Mr Bottomley, for Phelan, said the row over burning fuel in his client's garden had left him with no way to heat his home, where he acted as a carer for his disabled wife.

He said most of the signs put up by Phelan were so small they could not be seen by the naked eye, unless Mr Hartnett had been "looking for them".

He told the court Phelan, who has since moved to Westroyd in Hipperholme, Halifax, had "demonstrated his willingness to end the dispute" by selling his home on December 8 last year, accepting a cash offer of £43,000 from a home-buying company, said to be well below its estimated market value of £85,000.

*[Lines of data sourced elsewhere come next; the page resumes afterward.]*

PR #530, opened 2026-04-10
Removing single loops for photo table.

odiazib:
It removes two single loops from the photo table computation.
Before PR
image
After PR
image

It closes https://github.com/eagles-project/mam4xx/issues/513

PR #540, opened 2026-04-21
Rewrite gas_washout function to eliminate Kokkos::single. 

overfelt:
There was a loop over the column that used a Kokkos::single to iterate.  With a little refactoring of the code this was replaced with a Kokkos::parallel.

Performance testing of this kernel demonstrated a 3-4x speedup with these changes, as shown here:

image

But since this kernel was not expensive to begin with, the overall speedup of the aerosol processes was not significant:

image (1)

Note that this kernel is part of the aero_microphysics timing.

### DIFF
--- a/src/mam4xx/mo_sethet.hpp
+++ b/src/mam4xx/mo_sethet.hpp
@@ -131,30 +131,31 @@ void gas_washout(
     allca[kk] = 0; // pretend allca is a kokkos view.
   });
   for (int k = ktop; k < pver; k++) {
-    Kokkos::parallel_for(Kokkos::TeamVectorRange(team, ktop, k+1), [&](int kk) {
-      if (rain(kk) != 0.0) { // finding rain cloud
-        const Real xeqca =
-            xgas(k) /
-            (xliq(kk) * avo2 + 1.0 / (xhen_i(k) * const0 * tfld_i(k))) *
-            xliq(kk) * avo2;
-        //-----------------------------------------------------------------
-        //       ... calculate ca; inside cloud concentration in  #/cm3(air)
-        //-----------------------------------------------------------------
-        const Real xca = geo_fac * xkgm * xgas(k) / (xrm * xum) * delz_i(k) *
-                         xliq(kk) * cm3_2_m3;
+    Kokkos::parallel_for(
+        Kokkos::TeamVectorRange(team, ktop, k + 1), [&](int kk) {
+          if (rain(kk) != 0.0) { // finding rain cloud
+            const Real xeqca =
+                xgas(k) /
+                (xliq(kk) * avo2 + 1.0 / (xhen_i(k) * const0 * tfld_i(k))) *
+                xliq(kk) * avo2;
+            //-----------------------------------------------------------------
+            //       ... calculate ca; inside cloud concentration in  #/cm3(air)
+            //-----------------------------------------------------------------
+            const Real xca = geo_fac * xkgm * xgas(k) / (xrm * xum) *
+                             delz_i(k) * xliq(kk) * cm3_2_m3;
 
-        // -----------------------------------------------------------------
-        //       ... if is not saturated (take hno3 as an example)
-        //               hno3(gas)_new = hno3(gas)_old - hno3(h2o)
-        //           otherwise
-        //               hno3(gas)_new = hno3(gas)_old
-        // -----------------------------------------------------------------
-        allca[kk] += xca;
-        if (allca[kk] < xeqca) {
-          xgas(k) = mam4::max(xgas(k) - xca, 0.0);
-        }
-      }
-    });
+            // -----------------------------------------------------------------
+            //       ... if is not saturated (take hno3 as an example)
+            //               hno3(gas)_new = hno3(gas)_old - hno3(h2o)
+            //           otherwise
+            //               hno3(gas)_new = hno3(gas)_old
+            // -----------------------------------------------------------------
+            allca[kk] += xca;
+            if (allca[kk] < xeqca) {
+              xgas(k) = mam4::max(xgas(k) - xca, 0.0);
+            }
+          }
+        });
     team.team_barrier();
   }
 } // end subroutine gas_washout
--- a/src/mam4xx/mo_sethet.hpp
+++ b/src/mam4xx/mo_sethet.hpp
@@ -131,7 +131,7 @@ void gas_washout(
     allca[kk] = 0; // pretend allca is a kokkos view.
   });
   for (int k = ktop; k < pver; k++) {
-    Kokkos::parallel_for(Kokkos::TeamVectorRange(team, k, pver), [&](int kk) {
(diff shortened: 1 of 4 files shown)


src/validation/mo_sethet/gas_washout.cpp
```diff
@@ -40,8 +40,9 @@ void gas_washout(Ensemble *ensemble) {
     Kokkos::parallel_for(
         team_policy, KOKKOS_LAMBDA(const mam4::ThreadTeam &team) {
           Kokkos::single(Kokkos::PerTeam(team), [=]() {
-            gas_washout(team, plev - 1, xkgm, xliq_ik, xhen_i, tfld_i, delz_i,
-                        xgas);
+	      
+//          gas_washout(team, 0, 1, xkgm, xliq_ik, xhen_i, tfld_i, delz_i,
```
jeff-cohere: Should we remove this `Kokkos::single` and just call `gas_washout` in its place?

src/mam4xx/mo_sethet.hpp
```diff
@@ -126,32 +128,35 @@ void gas_washout(
...
-    allca += xca;
-    if (allca < xeqca) {
-      xgas(k) = mam4::max(xgas(k) - xca, 0.0);
-    }
+  Real allca[mam4::nlev] = {};
+  Kokkos::parallel_for(Kokkos::TeamVectorRange(team, pver), [&](int kk) {
+    allca[kk] = 0; // pretend allca is a kokkos view.
+  });
+  for (int k = ktop; k < pver; k++) {
+    Kokkos::parallel_for(Kokkos::TeamVectorRange(team, k, pver), [&](int kk) {
```
jeff-cohere: Ahhh, I overlooked this opportunity!

overfelt: I'm not positive this is equivalent to the original code.  I think it is, but I wonder if that allca array is used correctly.

src/validation/mo_sethet/gas_washout.cpp
overfelt: With the outer loop pushed into the gas_washout function, I don't think I can get the same numbers as before out of the function in order to make this validation test pass.   Maybe update the input yaml file with a new solution?

src/mam4xx/mo_sethet.hpp
jeff-cohere: Indeed. Right now I notice that the original `allca` is purely accumulative and is never reset to 0, whereas yours accumulates for each `kk` separately. In that sense, I think it might be different, unless I'm missing something. We could get the validation test working to give some more conclusive feedback.

jeff-cohere: But then again, you've pulled the loop inside `gas_washout`. Yes, I think it's worth working up a new validation test to see what this is doing.

src/validation/mo_sethet/gas_washout.cpp
jeff-cohere: If we stick the old `gas_washout` implementation into the validation test and call it in a manner congruent to the new one, we should be able to compare the output of both. I'm happy to try to put this together if you like.

overfelt: After spending hours trying to come up with a way to avoid the complex bottleneck in this function, I'm suspicious that the fix turned out to be so simple. 

Yes you are correct, unit testing with a single example might miss some cases and this is simple enough to copy the old implementation to a test and run it to see if the new implementation is correct. 

There is also the need to make that scratch array allocated as a scratch view in e3sm and passed in instead of a local static array.

src/mam4xx/mo_sethet.hpp
```diff
@@ -126,32 +128,35 @@ void gas_washout(
...
-    //               hno3(gas)_new = hno3(gas)_old - hno3(h2o)
-    //           otherwise
-    //               hno3(gas)_new = hno3(gas)_old
-    // -----------------------------------------------------------------
-    allca += xca;
-    if (allca < xeqca) {
-      xgas(k) = mam4::max(xgas(k) - xca, 0.0);
-    }
+  Kokkos::parallel_for(Kokkos::TeamVectorRange(team, pver),
+                       [&](int kk) { scratch[kk] = 0; });
```
odiazib, line 132: One thing I heard in the Kokkos tutorial is that it is recommended to use [=] instead of [&]. I realize that capturing by value can increase overhead, but it doesn’t seem that bad. I am just curious whether @jeff-cohere or @overfelt have any comments on this.

src/mam4xx/mo_sethet.hpp
```diff
@@ -126,32 +128,35 @@ void gas_washout(
...
+  for (int k = ktop; k < pver; k++) {
```
odiazib, line 133: Does it make a difference if the loop is converted to a parallel_for instead of the one on line 134?

odiazib (approved):
It looks great! I just have a couple of questions that don’t require any code changes.

src/mam4xx/mo_sethet.hpp
jeff-cohere: Capture by value is always easier to reason about, and it's likely the only thing possible when moving data between a host and device. But I'm not sure if it matters in this case. Curious what @overfelt thinks.

src/mam4xx/mo_sethet.hpp
jeff-cohere: Yes, because we're storing data in `xgas` that is updated sequentially (and indexing it with `k`).

jeff-cohere (approved):
Thanks for putting this together, James. Yours was a good hunch. I'm curious to see how much this changes answers (given that the BFB hashes differ).

src/mam4xx/mo_sethet.hpp
overfelt: Yes, when lambda capturing to copy to device, capture by value makes sense since everything is a copy anyway. 

Mam4xx uses capture by reference for all the device level TeamVectorRange parallel_for loops but I can not find an example where it would change the result if capture by value was used instead.  I think of capture by reference being used when the intent is to update the values captured to the lambda, which is the intent here. Capture by value is when the intent is not to change the value in the owning scope.  Since it is a Kokkos view being changed, it does not matter which is used but I still like the showing of intent.  

Did the Kokkos tutorial talk about device level lambdas?  Or was it about host-to-device lambdas decorated with KOKKOS_LAMBDA?

overfelt:
image

overfelt:
image (1)

odiazib:
Nice to see a 3× performance improvement. It’s also great that we were able to remove part of the code that could cause issues in the future. Nice work, James!

odiazib:
The aero–microphysics interface accounts for 11.8% of the total MAM4xx cost, which corresponds to 5.9% of the total cost. Within this interface, the most expensive kernel is `modal_aero_amicphys_intr` (see PR #530). This kernel is very complex, but I don’t see any internal parallelism or nested parallelism. We could look at this kernel next.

Chairman of the bench, Philip Turner, sentenced Phelan to 18 weeks in prison, suspended for a year, with a ten-day rehabilitation activity requirement.

He was also given a six-week electronic curfew from 7pm to 7am, ordered to pay £1,000 in compensation to his victim and handed a restraining order preventing him from contacting Mr Hartnett or going within 100 metres of his property.

Mr Turner told Phelan: "This was a catalogue of behaviour that was not acceptable.

"You caused this gentleman untold harassment, and you are very lucky you are not going to prison today.

"You need to reflect on what you've done and not do this to anyone else."